“Do not let the desires of the flesh turn you away from these our earnest words [about fasting]. It is so easy to label ‘superstition’ anything that thwarts those desires.” -Abraham Kuyper
“In many of our Christian homes Sunday is still observed with impressive quietness and solemnity. There is a hush in the home. No running up and down the stairs, no rushing about. But a subdued, restful spirit of solemnity. In the kitchen, too, there is little activity, for the meals are of the simplest, merely enough to satisfy hunger.” -Abraham Kuyper
“And does not the Manna in the wilderness remind us of Paradise, where man also ate freely from the bountiful hand of God?” -Abraham Kuyper
“Unhesitatingly we recommend fasting for the Christians of today. In fact, we are inclined to say that there is more reason for fasting in our day than ever before. Corrupted human nature yearns for luxury, and tends to become more corrupt as wealth and luxury increase.
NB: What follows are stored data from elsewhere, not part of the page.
PR #15001, opened 2024-10-22
chore(suite): isArrayMember TS improvement

Lemonexe:
## Description
A new typescript util isArrayMember was added in #14830, and it solves a common issue with `Array.includes`.

:arrow_right: implement the util in suite-common & suite

:information_source: PRs for connect & suite-native will follow.


packages/type-utils/src/utils.ts
```diff
@@ -70,5 +70,5 @@ export type DefinedUnionMember<T> = T extends string ? T : never;
  */
 export const isArrayMember = <Value extends string, Subset extends Value>(
     value: Value,
-    arr: Subset[],
+    arr: readonly Subset[],
```
Lemonexe, line 73: - Problem was, that `readonly string[]` was not assignable to `string[]`.
  - for example [packages/coinjoin/tests/tools/discovery.ts](https://github.com/trezor/trezor-suite/pull/15001/files#diff-9df02e40e1f0264d59a761a011db49b9085cc301b485d86f4799cc28a6fc0f3f) (because `as const`)
- The function _should_ accept both.
- I believe this is the best way to place it
  - it does not _require_ `arr` to be `readonly`
  - it merely widens the acceptable input type
  - and the inferred generic type `Subset` is the same, because it's primitive value, so no such thing as readonly, so it doesn't change the type-narrowing behavior of `isArrayMember` in any way

suite-common/graph/src/graphDataFetching.ts
```diff
@@ -226,9 +226,7 @@ const getAccountBalanceHistory = async ({
                     accountMovementHistory.tokens?.[t.contract as TokenAddress] ?? [],
                 ] as const,
         ),
-        A.filter(
-            ([contractId]) => !tokensFilter || tokensFilter.includes(contractId as TokenAddress),
-        ),
```
Lemonexe, line 231: incidental easy fix, `isArrayMember` is not needed here :slightly_smiling_face:

suite-common/wallet-core/src/fiat-rates/fiatRatesThunks.ts
```diff
@@ -53,7 +53,7 @@ export const updateTxsFiatRatesThunk = createThunk(
         const groupedTokensTxs = groupTokensTransactionsByContractAddress(txs);
 
         for (const token in groupedTokensTxs) {
-            const hasCoinDefinitions = getNetworkFeatures(account.symbol as NetworkSymbol).includes(
+            const hasCoinDefinitions = getNetworkFeatures(account.symbol).includes(
```
Lemonexe, line 56: incidental easy fix, not related to `isArrayMember` at all, but I found it with my regex that searched for ` as ` in vicinity of `includes` :smile:

peter-sanderson (approved):
:clap:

God knows that we cannot well be checked except by burdens and sorrows. And he himself has suggested fasting, by means of which we may guard against the unspiritual influence of ease and luxury.” -Abraham Kuyper
“Without artistic enjoyment our human living is impoverished.” -Abraham Kuyper, Wisdom and Wonder
“[Immanuel] Kant may well have gone too far with his qualification that beauty refers only to what “serves no use,” and may have discredited at least architecture.” -Abraham Kuyper, Wisdom and Wonder
BTW NOTE: Yes. Yes, he did go too far with that.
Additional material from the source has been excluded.